PR #2895, opened 2018-01-23
Allow SDK Version in explicit project imports

AndyGerlicher:
All the code was here but the attribute was not allowed on the Import
element at project parse time for Version or MinimumVersion. This change
allows those attributes and rest of the code worked as expected. Added
tests for the scenario and a few others.

### DIFF
--- a/src/Build.OM.UnitTests/Construction/ProjectSdkImplicitImport_Tests.cs
+++ b/src/Build.OM.UnitTests/Construction/ProjectSdkImplicitImport_Tests.cs
@@ -6,11 +6,14 @@ using System;
 using System.Collections.Generic;
 using System.IO;
 using System.Linq;
+using System.Reflection;
 using System.Xml;
 using Microsoft.Build.Construction;
 using Microsoft.Build.Engine.UnitTests;
 using Microsoft.Build.Evaluation;
 using Microsoft.Build.Exceptions;
+using Microsoft.Build.Framework;
+using Shouldly;
 using Xunit;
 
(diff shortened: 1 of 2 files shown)


src/Build.OM.UnitTests/Construction/ProjectSdkImplicitImport_Tests.cs
```diff
@@ -398,5 +452,11 @@ private void VerifyPropertyFromImplicitImport(Project project, string propertyNa
 
             Assert.Equal(expectedValue, property.EvaluatedValue);
         }
+
+        private SdkReference GetParsedSdk(ProjectImportElement element)
+        {
+            PropertyInfo parsedSdkInfo = typeof(ProjectImportElement).GetProperty("ParsedSdkReference", BindingFlags.Instance | BindingFlags.NonPublic);
```
rainersigwald: Isn't the point of this test assembly to _not_ have to depend on internals?

AndyGerlicher: Yeah, but for verification I thought this was cleaner than anything else. I was concerned mainly with parsing, and using this allows me to assert that the data going to the resolver from the evaluator is exactly what was intended. It might mean there's not enough disambiguation in the OM since I think some of the internals have changed since it was originally exposed. But not something that I wanted to change at this point.

AndyGerlicher:

AndyGerlicher:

-*-*-

What to do
Print the records above exactly as they appear.

Problem solution
PR #2895, opened 2018-01-23
Allow SDK Version in explicit project imports

AndyGerlicher:
All the code was here but the attribute was not allowed on the Import
element at project parse time for Version or MinimumVersion. This change
allows those attributes and rest of the code worked as expected. Added
tests for the scenario and a few others.

### DIFF
--- a/src/Build.OM.UnitTests/Construction/ProjectSdkImplicitImport_Tests.cs
+++ b/src/Build.OM.UnitTests/Construction/ProjectSdkImplicitImport_Tests.cs
@@ -6,11 +6,14 @@ using System;
 using System.Collections.Generic;
 using System.IO;
 using System.Linq;
+using System.Reflection;
 using System.Xml;
 using Microsoft.Build.Construction;
 using Microsoft.Build.Engine.UnitTests;
 using Microsoft.Build.Evaluation;
 using Microsoft.Build.Exceptions;
+using Microsoft.Build.Framework;
+using Shouldly;
 using Xunit;
 
(diff shortened: 1 of 2 files shown)


src/Build.OM.UnitTests/Construction/ProjectSdkImplicitImport_Tests.cs
```diff
@@ -398,5 +452,11 @@ private void VerifyPropertyFromImplicitImport(Project project, string propertyNa
 
             Assert.Equal(expectedValue, property.EvaluatedValue);
         }
+
+        private SdkReference GetParsedSdk(ProjectImportElement element)
+        {
+            PropertyInfo parsedSdkInfo = typeof(ProjectImportElement).GetProperty("ParsedSdkReference", BindingFlags.Instance | BindingFlags.NonPublic);
```
rainersigwald: Isn't the point of this test assembly to _not_ have to depend on internals?

AndyGerlicher: Yeah, but for verification I thought this was cleaner than anything else. I was concerned mainly with parsing, and using this allows me to assert that the data going to the resolver from the evaluator is exactly what was intended. It might mean there's not enough disambiguation in the OM since I think some of the internals have changed since it was originally exposed. But not something that I wanted to change at this point.

AndyGerlicher:

AndyGerlicher:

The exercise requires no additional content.